We can also look at this plot for males:
df_male = df[df['SEX'] == 'Male']
df_male = df_male[df_male['SITE'] == 'Anaplastic astrocytoma']
df_male = df_male[df_male['BEHAVIOR'] == 'Malignant']
#remove baseline value present in each year
df_male = df_male[df_male['CRUDE_RATE'] > 0.1]
sns.scatterplot(df_male["YEAR"], df_male["CRUDE_RATE"], sizes = (1000, 1500), size = df_male["COUNT"], alpha = 0.8,hue = df_male["COUNT"])

As you can see the crude rates of Anaplastic astrocytoma have increased between 2004 and 2016 for both females and males. It is also worth noting that the rate for males are higher than for females for this type of brain tumor. Try generating this scatter plot for other tumor types and see if there are any interesting differences between females and males.
The next thing we can do is generate some statistics from some of these data columns. We can define a function that outputs the unique set of values for our categorical variables and counts the number of times that value appears in the data:
from collections import Counter
def get_unqiue_values(feature):
print("{} Unique Set: ".format(feature), set(df[feature]))
print("{} Count: ".format(feature), dict(Counter(df[feature])))
get_unqiue_values('SEX')
When we call the ‘get_unqiue_values’ function with the "SEX" field the output shows a list of the unique values for each "SEX" category and the number of times each value appears in the data.

We can do the same for "BEHAVIOR":
get_unqiue_values('BEHAVIOR')
The output is a list of the unique values for the "BEHAVIOR" category and the number of times each value appears in the data.

And for the ‘SITE" category:
get_unqiue_values('SITE')
The output shows a list of the unique values for the ‘SITE" column and the number of times each value appears in the data.

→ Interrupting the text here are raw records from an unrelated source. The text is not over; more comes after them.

PR #1268, opened 2021-08-20
Add arrayCopy, arraySet, arrayRangeEqual array primitives.

andreistefanescu:
Add arrayRangeLookup and arrayRangeUpdate helpers.

### DIFF
--- a/lib/Array.cry
+++ b/lib/Array.cry
@@ -11,3 +11,47 @@ primitive arrayConstant : {a, b} b -> (Array a b)
 primitive arrayLookup : {a, b} (Array a b) -> a -> b
 primitive arrayUpdate : {a, b} (Array a b) -> a -> b -> (Array a b)
 
+/**
+ * Copy elements from the source array to the destination array.
+ *
+ * 'arrayCopy dest_arr dest_idx src_arr src_idx len' copies the
+ * elements from 'src_arr' at indices '[src_idx .. (src_idx + len)]' into
+ * 'dest_arr' at indices '[dest_idx .. (dest_idx + len)]'.
+ *
+ * The result is undefined if either 'dest_idx + len' or 'src_idx + len'
+ * wraps around.
+ */
+primitive arrayCopy : {n, a} (Array [n] a) -> [n] -> (Array [n] a) -> [n] -> [n] -> (Array [n] a)
+/**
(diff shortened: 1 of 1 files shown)


lib/Array.cry
```diff
@@ -11,3 +11,47 @@ primitive arrayConstant : {a, b} b -> (Array a b)
...
+
+arrayRangeLookup : {a, b, n} (Integral a, fin n, n >= 1, LiteralLessThan n a) => (Array a b) -> a -> [n]b
+arrayRangeLookup arr idx = res
+  where
+    res @ i = arrayLookup arr (idx + i)
+
+arrayRangeUpdate : {a, b, n} (Integral a, fin n, n >= 1, Literal (n - 1) a) => (Array a b) -> a -> [n]b -> (Array a b)
+arrayRangeUpdate arr idx vals = arrs ! 0
+  where
+    arrs = [arr] # [ arrayUpdate acc (idx + i) val | acc <- arrs | i <- [0 .. (n - 1)] | val <- vals ]
```
robdockins, line 56: It's a small thing, but I think you could avoid the `n >= 1` constraint if you used the `i <- [ 0 ..< n ]` enumeration form instead.

I think the `n >= 1` constraint is also unnecessary for `arrayRangeLookup`.

lib/Array.cry
```diff
@@ -11,3 +11,47 @@ primitive arrayConstant : {a, b} b -> (Array a b)
 primitive arrayLookup : {a, b} (Array a b) -> a -> b
 primitive arrayUpdate : {a, b} (Array a b) -> a -> b -> (Array a b)
 
+/**
+ * Copy elements from the source array to the destination array.
+ *
+ * 'arrayCopy dest_arr dest_idx src_arr src_idx len' copies the
+ * elements from 'src_arr' at indices '[src_idx .. (src_idx + len)]' into
```
robdockins, line 18: Sorry to nitpick some more, but I think essentially all these ranges are intended to be half-open and we should probably use the Cryptol-style notation for that, which would make this `[src_idx ..< (src_idx + len)]`, and similar below.

robdockins (approved):
Let's fix up the failing regression test case and address the comment nitpicks. Then I think this is good to go.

There are comparatively more unique ‘SITE’ values than other categorical variables in this data set. We can narrow the scope by looking at the five most common (most frequently occuring) values:
from collections import Counter
def get_unqiue_values(feature):
print("{} Unique Set: ".format(feature), set(df[feature]))
print("{} Count: ".format(feature), dict(Counter(df[feature]).most_common(5)))
get_unqiue_values('SITE')

Visualizing some of this data can be a bit more useful than staring at dictionaries. To do this we can update our function ‘get_unqiue_values’ such that it returns a dictionary of the 10 most common brain tumors:
def get_unqiue_values(feature):
print("{} Unique Set: ".format(feature), set(df[feature]))
print("{} Count: ".format(feature), dict(Counter(df[feature]).most_common(5)))
result = dict(Counter(df[feature]).most_common(10))
return result
Next we iterate over the ‘SITE’ frequency dictionary and store the keys and values in a data frame:
key_list = []
value_list = []
for key, value in get_unqiue_values('SITE').items():
key_list.append(key)
value_list.append(value)
site_df = pd.DataFrame({'SITE': key_list, 'Count':value_list} )
Finally we define a barplot object using seabon and set the x-axis labels:
ax = sns.barplot(x=site_df.SITE, y=site_df.Count)
ax.set_xticklabels(site_df.SITE, rotation=30)

There is much more to explore in the ‘BRAINBYSITE.TXT’ data but for now we will conclude our analysis. In the next few posts I will continue to explore some of the other data sets provided in the Center for Disease Control Cancer Dataset. Until then, feel free to repeat this analysis on the other data sets yourself. The code shown in this post can be found on GitHub. Good luck and happy machine learning!